SS② 掃除中の一幕
「なおっち、ちょっとそこどいて」
「悪い。てか、それどこに置くんだ?」
「わからないけど、でもここに置いとくと整理できないじゃん」
学校終わり、解放感に包まれるべきこの時間に、俺と西川はいつも通り江南家の掃除を手伝っていた。すでに一時間以上手を動かしているから、窓の外が徐々に赤らんでいくのが見える。どこからともなく聞こえる秒針の音が、黙々と作業していた俺たちの空気に一定の刺激を与えていた。

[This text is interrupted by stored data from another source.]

PR #1833, opened 2023-11-09
Constrain multiple `BaseModelAdmin` methods to return either list or tuple

flaeppe:
The get methods serves as extension points for corresponding attributes on the admin class. Thus we align the return type of the the methods with their corresponding attribute's type.

## Related issues

- Ref: #1832


flaeppe:
Let me know if I missed any get method.

django-stubs/contrib/admin/options.pyi
```diff
@@ -107,18 +107,18 @@ class BaseModelAdmin(Generic[_ModelT]):
...
     def get_fieldsets(self, request: HttpRequest, obj: _ModelT | None = ...) -> _FieldsetSpec: ...
     def get_inlines(self, request: HttpRequest, obj: _ModelT | None) -> list[type[InlineModelAdmin]]: ...
-    def get_ordering(self, request: HttpRequest) -> Sequence[str]: ...
-    def get_readonly_fields(self, request: HttpRequest, obj: _ModelT | None = ...) -> Sequence[str]: ...
+    def get_ordering(self, request: HttpRequest) -> _ListOrTuple[str]: ...
+    def get_readonly_fields(self, request: HttpRequest, obj: _ModelT | None = ...) -> _ListOrTuple[str]: ...
     def get_prepopulated_fields(self, request: HttpRequest, obj: _ModelT | None = ...) -> dict[str, Sequence[str]]: ...
     def get_queryset(self, request: HttpRequest) -> QuerySet[_ModelT]: ...
-    def get_sortable_by(self, request: HttpRequest) -> Sequence[str]: ...
+    def get_sortable_by(self, request: HttpRequest) -> _ListOrTuple[str] | _DisplayT: ...
```
flaeppe: This was a little surprise if-statement found that returns `get_list_display` as a default:

https://github.com/django/django/blob/d254a54e7f65e83d8971bd817031bc6af32a7a46/django/contrib/admin/options.py#L424-L430

Not sure if we want to refine this to only be `_DisplayT` or something?

django-stubs/contrib/admin/options.pyi
```diff
@@ -107,18 +107,18 @@ class BaseModelAdmin(Generic[_ModelT]):
     def formfield_for_manytomany(
         self, db_field: ManyToManyField, request: HttpRequest, **kwargs: Any
     ) -> ModelMultipleChoiceField | None: ...
-    def get_autocomplete_fields(self, request: HttpRequest) -> Sequence[str]: ...
+    def get_autocomplete_fields(self, request: HttpRequest) -> _ListOrTuple[str]: ...
     def get_view_on_site_url(self, obj: _ModelT | None = ...) -> str | None: ...
     def get_empty_value_display(self) -> SafeString: ...
-    def get_exclude(self, request: HttpRequest, obj: _ModelT | None = ...) -> Sequence[str] | None: ...
+    def get_exclude(self, request: HttpRequest, obj: _ModelT | None = ...) -> _ListOrTuple[str] | None: ...
```
intgr, line 114: Cool! Previously this wasn't considered an error because `str` satisfies `Sequence[str]` 🙄 

```python
    def get_exclude(self, *args: Any, **kwargs: Any) -> str:
        return "a"
```

django-stubs/contrib/admin/options.pyi
intgr: Looks like any `_ListOrTuple[str]` is compatible with `_DisplayT`, so makes sense.

intgr (approved):
Thanks

django-stubs/contrib/admin/options.pyi
flaeppe: Yes this is precisely what I ran in to: I wrote

```python
ordering = "-date_created"
```

And was surprised when CI passed for mypy but not for system checks..

django-stubs/contrib/admin/options.pyi
flaeppe: I updated to only have `_DisplayT`

PR #1834, opened 2023-11-09
django-stubs-ext: Export `RelatedManager`, `ManyRelatedManager` stub-only classes

intgr:
# I have made things!

As discussed in https://github.com/typeddjango/django-stubs/pull/1814#discussion_r1384844354, `RelatedManager`, `ManyRelatedManager` are sometimes useful for type hinting. But these classes don't exist as is at Django runtime, rather they are defined inside function bodies.

* When `TYPE_CHECKING`, we re-export `django-stubs` fake classes.
* At runtime, we define these as `Protocol[_T]`. This has the advantage that Python prevents them being used with `isinstance()`. It fails with error:

  > TypeError: Instance and class checks can only be used with @runtime_checkable protocols

Usage before:

```python
if TYPE_CHECKING:
    from django.db.models.manager import RelatedManager  # before PR #1814

def get_manager() -> "RelatedManager[MyModel]": ...
```

Usage after:

```python
from django_stubs_ext.db.models.manager import RelatedManager

def get_manager() -> RelatedManager[MyModel]: ...
```

## Related issues

* https://github.com/typeddjango/django-stubs/pull/1814


intgr:
Bikeshedding question: Right now I've defined these as `django_stubs_ext.db.models.RelatedManager`.

But Django itself defines these in `django.db.models.fields.related_descriptors`. Do we want to mirror this structure in django-stubs-ext?

E.g. `django_stubs_ext.db.models.fields.related_descriptors.RelatedManager` (Seems that Django itself considers related_descriptors like an implementation detail)

Or maybe `django_stubs_ext.db.models.managers.RelatedManager` is more future-proof if we add more manager-related things in the future?

I actually slightly prefer the last one: `django_stubs_ext.db.models.managers.RelatedManager`

flaeppe:
Nice!

I don't see it necessary to keep a corresponding import path in this case, as it's typing specific and the classes are not importable from Django anyways.

`django_stubs_ext.db.models.managers.RelatedManager` looks like a relevant import path to me!

intgr:
Moved to `django_stubs_ext.db.models.managers`.

Also had to rename `db/models.py` -> `db/models/__init__.py`

intgr:
Oh wait, Django itself has `django.db.models.manager` (singular), I'll use singular here too for consistency:  `django_stubs_ext.db.models.managers` -> `manager`

flaeppe (approved):

flaeppe:
Side note: adding the `django-stubs-ext` label could probably be automated with https://github.com/actions/labeler (one of my favourite actions)

intgr:
> adding the django-stubs-ext label could probably be automated

Cool, yes. Also `mypy-plugin` label would be useful (so far we've mostly used it for issues, not PRs).

UnknownPlatypus:
> Side note: adding the `django-stubs-ext` label could probably be automated with https://github.com/actions/labeler (one of my favourite actions)

This looks really nice 😯

PR #1835, opened 2023-11-09
Remove incorrect `django.db.models` re-exports

intgr:
# I have made things!

Trying to import these items in Django 4.2.7 fails with `ImportError` at runtime. Not sure if they were removed, or never worked in the first place.

```
>>> from django.db.models import BaseManager
  File "<stdin>", line 1, in <module>
ImportError: cannot import name 'BaseManager' from 'django.db.models' (.../site-packages/django/db/models/__init__.py)
```

## Related issues

Discovered when I was testing #1834.


sobolevn (approved):
Thank you!

PR #6267, opened 2025-05-16
gh pages revision

anjakyra:
- homepage: qfieldcloud sync icon png swapped with svg
- carousel on homepage: stays the same size but I repositioned some pictures (some are already cropped so no possibility to change the position)
- carousel on other pages: smaller and I repositioned some pictures


nirvn:
@mbernasocchi , seems like we need to add .DS_STORE in the list of ignored files :)

PR #6302, opened 2025-05-26
Implement dynamic sorting of QFieldCloud projects list

nirvn:
Instead of using the display role to sort the cloud projects list, let's do it via c++ code, allows us to then implement a richer sorting (for e.g., featured projects first? :wink: )


mbernasocchi (approved):
All works from functional side

PR #6343, opened 2025-06-03
Add vendor command support

messplay:


nirvn:
@messplay , this feels like AI generated, it wouldn't work in practice, and its parts are not integrated (e.g. the UI additions are not exposed, the positioning device invokable functions not reachable, etc.).  On top of which, there's no description, context, etc. 

Did something go wrong here?

nirvn:
@messplay , re-reading myself and hoping I didn't come through as too harsh :) we can discuss this further in an enhancement request on a draft PR (with code that'll compile) if you are interested in pushing this functionality forward.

西川は、両手にごみ袋を抱えて、俺の空けた道を通り抜けていく。玄関はすでにゴミ袋で埋め尽くされているから、最終的にリビングの隅に置いておくことにしたようだ。
「多少は片付いたかな?」
「いや、それはどうだろう……」
江南母を起こさないように、声のボリュームを絞って答えた。
俺は、目線だけを背後に飛ばす。
確かに、初めてここに来たときよりはだいぶマシになっているが、一般的な家庭とはまだ差がある。普段、自分の家の掃除をしているから気になってしまう。床にこびりついた謎の黄色い染み、ゴミを集めるたびに宙を舞う埃、名前も知らない虫の死骸がひっくり返っていることさえもある。最初はおっかなびっくり掃除していた俺たちも、徐々に慣れてきてしまって、無心で手を動かせるようになった。とはいえ冷静になり、しまいこんでいた常識を脳裏に浮かび上がらせると、やっぱりまだゴールは見えない。
「西川もだんだんマヒしてきてるんじゃないか?」
「うっ……」
痛いところを突かれたというように、上半身をのけぞらせる。
「なおっちに言われなくてもわかってるんだよ……。最初にドン引きしたこの部屋の臭いすらほとんど感じなくなってるもん。吐き気を催すこともあったくらいなのに」
「そうなのか、それは気づかなかった」
「なおっちは順応が早かったけどさ~。わたしは、顔を青くして掃除してたんだよ」
「フォローできなくて申し訳ない……」
西川の評とは違い、俺も初めは余裕がなかった。西川や江南さんを気遣う気力もなかったくらいだ。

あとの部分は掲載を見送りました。